PR #1343, opened 2026-04-15
Fix call to `ProxiedOIDCAuthenticator.decode_token`.

danielballan:
Follow-up on #1333. Note that `jose.jwt.decode` accepts an `access_token` (in addition the the `token` to be decoded) but only requires it in certain circumstances.

```
Docstring:
Verifies a JWT string's signature and validates reserved claims.

Args:
    token (str): A signed JWS to be verified.
    key (str or iterable): A key to attempt to verify the payload with.
        This can be simple string with an individual key (e.g. "a1234"),
        a tuple or list of keys (e.g. ("a1234...", "b3579"),
        a JSON string, (e.g. '["a1234", "b3579"]'),
        a dict with the 'keys' key that gives a tuple or list of keys (e.g {'keys': [...]} ) or
        a dict or JSON string for a JWK set as defined by RFC 7517 (e.g.
            {'keys': [{'kty': 'oct', 'k': 'YTEyMzQ'}, {'kty': 'oct', 'k':'YjM1Nzk'}]} or
            '{"keys": [{"kty":"oct","k":"YTEyMzQ"},{"kty":"oct","k":"YjM1Nzk"}]}'
        ) in which case the keys must be base64 url safe encoded (with optional padding).
    algorithms (str or list): Valid algorithms that should be used to verify the JWS.
    audience (str): The intended audience of the token.  If the "aud" claim is
        included in the claim set, then the audience must be included and must equal
        the provided claim.
    issuer (str or iterable): Acceptable value(s) for the issuer of the token.
        If the "iss" claim is included in the claim set, then the issuer must be
        given and the claim in the token must be among the acceptable values.
    subject (str): The subject of the token.  If the "sub" claim is
        included in the claim set, then the subject must be included and must equal
        the provided claim.
    access_token (str): An access token string. If the "at_hash" claim is included in the
        claim set, then the access_token must be included, and it must match
        the "at_hash" claim.
```

### Checklist
- [ ] Add a Changelog entry

### DIFF
--- a/tiled/authenticators.py
+++ b/tiled/authenticators.py
@@ -207,7 +207,7 @@ properties:
         return httpx.get(self.jwks_uri).raise_for_status().json().get("keys", [])
 
     def decode_token(
-        self, id_token: str, access_token: Optional[str]
+        self, id_token: str, access_token: Optional[str] = None
     ) -> dict[str, Any]:
         return jwt.decode(
             id_token,
--- a/tiled/authenticators.py
+++ b/tiled/authenticators.py
@@ -206,7 +206,9 @@ properties:
     def keys(self) -> List[str]:
         return httpx.get(self.jwks_uri).raise_for_status().json().get("keys", [])
 
-    def decode_token(self, id_token: str, access_token: str) -> dict[str, Any]:
+    def decode_token(
+        self, id_token: str, access_token: Optional[str]
+    ) -> dict[str, Any]:
         return jwt.decode(
             id_token,
             key=self.keys(),
--- a/tests/test_authenticators.py
+++ b/tests/test_authenticators.py
@@ -140,11 +140,11 @@ def test_oidc_decoding(
 
     if not expired:
         # Decode does not currently care if issued_at_time > current time
-        assert authenticator.decode_token(encrypted_access_token, "placeholder") == access_token
+        assert authenticator.decode_token(encrypted_access_token) == access_token
 
     else:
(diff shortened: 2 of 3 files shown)


tiled/authenticators.py
```diff
@@ -206,7 +206,9 @@ def end_session_endpoint(self) -> str:
     def keys(self) -> List[str]:
         return httpx.get(self.jwks_uri).raise_for_status().json().get("keys", [])
 
-    def decode_token(self, id_token: str, access_token: str) -> dict[str, Any]:
+    def decode_token(
+        self, id_token: str, access_token: Optional[str]
+    ) -> dict[str, Any]:
```
ZohebShaikh, line 211:
```suggestion
    def decode_token(
        self, id_token: str, access_token: Optional[str] = None
    ) -> dict[str, Any]:
```
nit
Then you will not need to change the call above and in the [tests](https://github.com/bluesky/tiled/blob/c0c2be6d27c8769bda377639bcf60019ef027d9b/tests/test_authenticators.py#L143)

ZohebShaikh (approved):
Thank you Dan,
I have checked the changes in CI and it looks happy.

tiled/authenticators.py
danielballan: Great point, will do.

danielballan:
It took longer than I expected to circle back to this, but I incorporated your suggestion @ZohebShaikh, reverted the changes to the tests.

•••••

WHAT TO WORK ON
Please write out the whole listing once more, exactly.

ANSWER TO THE PROBLEM
PR #1343, opened 2026-04-15
Fix call to `ProxiedOIDCAuthenticator.decode_token`.

danielballan:
Follow-up on #1333. Note that `jose.jwt.decode` accepts an `access_token` (in addition the the `token` to be decoded) but only requires it in certain circumstances.

```
Docstring:
Verifies a JWT string's signature and validates reserved claims.

Args:
    token (str): A signed JWS to be verified.
    key (str or iterable): A key to attempt to verify the payload with.
        This can be simple string with an individual key (e.g. "a1234"),
        a tuple or list of keys (e.g. ("a1234...", "b3579"),
        a JSON string, (e.g. '["a1234", "b3579"]'),
        a dict with the 'keys' key that gives a tuple or list of keys (e.g {'keys': [...]} ) or
        a dict or JSON string for a JWK set as defined by RFC 7517 (e.g.
            {'keys': [{'kty': 'oct', 'k': 'YTEyMzQ'}, {'kty': 'oct', 'k':'YjM1Nzk'}]} or
            '{"keys": [{"kty":"oct","k":"YTEyMzQ"},{"kty":"oct","k":"YjM1Nzk"}]}'
        ) in which case the keys must be base64 url safe encoded (with optional padding).
    algorithms (str or list): Valid algorithms that should be used to verify the JWS.
    audience (str): The intended audience of the token.  If the "aud" claim is
        included in the claim set, then the audience must be included and must equal
        the provided claim.
    issuer (str or iterable): Acceptable value(s) for the issuer of the token.
        If the "iss" claim is included in the claim set, then the issuer must be
        given and the claim in the token must be among the acceptable values.
    subject (str): The subject of the token.  If the "sub" claim is
        included in the claim set, then the subject must be included and must equal
        the provided claim.
    access_token (str): An access token string. If the "at_hash" claim is included in the
        claim set, then the access_token must be included, and it must match
        the "at_hash" claim.
```

### Checklist
- [ ] Add a Changelog entry

### DIFF
--- a/tiled/authenticators.py
+++ b/tiled/authenticators.py
@@ -207,7 +207,7 @@ properties:
         return httpx.get(self.jwks_uri).raise_for_status().json().get("keys", [])
 
     def decode_token(
-        self, id_token: str, access_token: Optional[str]
+        self, id_token: str, access_token: Optional[str] = None
     ) -> dict[str, Any]:
         return jwt.decode(
             id_token,
--- a/tiled/authenticators.py
+++ b/tiled/authenticators.py
@@ -206,7 +206,9 @@ properties:
     def keys(self) -> List[str]:
         return httpx.get(self.jwks_uri).raise_for_status().json().get("keys", [])
 
-    def decode_token(self, id_token: str, access_token: str) -> dict[str, Any]:
+    def decode_token(
+        self, id_token: str, access_token: Optional[str]
+    ) -> dict[str, Any]:
         return jwt.decode(
             id_token,
             key=self.keys(),
--- a/tests/test_authenticators.py
+++ b/tests/test_authenticators.py
@@ -140,11 +140,11 @@ def test_oidc_decoding(
 
     if not expired:
         # Decode does not currently care if issued_at_time > current time
-        assert authenticator.decode_token(encrypted_access_token, "placeholder") == access_token
+        assert authenticator.decode_token(encrypted_access_token) == access_token
 
     else:
(diff shortened: 2 of 3 files shown)


tiled/authenticators.py
```diff
@@ -206,7 +206,9 @@ def end_session_endpoint(self) -> str:
     def keys(self) -> List[str]:
         return httpx.get(self.jwks_uri).raise_for_status().json().get("keys", [])
 
-    def decode_token(self, id_token: str, access_token: str) -> dict[str, Any]:
+    def decode_token(
+        self, id_token: str, access_token: Optional[str]
+    ) -> dict[str, Any]:
```
ZohebShaikh, line 211:
```suggestion
    def decode_token(
        self, id_token: str, access_token: Optional[str] = None
    ) -> dict[str, Any]:
```
nit
Then you will not need to change the call above and in the [tests](https://github.com/bluesky/tiled/blob/c0c2be6d27c8769bda377639bcf60019ef027d9b/tests/test_authenticators.py#L143)

ZohebShaikh (approved):
Thank you Dan,
I have checked the changes in CI and it looks happy.

tiled/authenticators.py
danielballan: Great point, will do.

danielballan:
It took longer than I expected to circle back to this, but I incorporated your suggestion @ZohebShaikh, reverted the changes to the tests.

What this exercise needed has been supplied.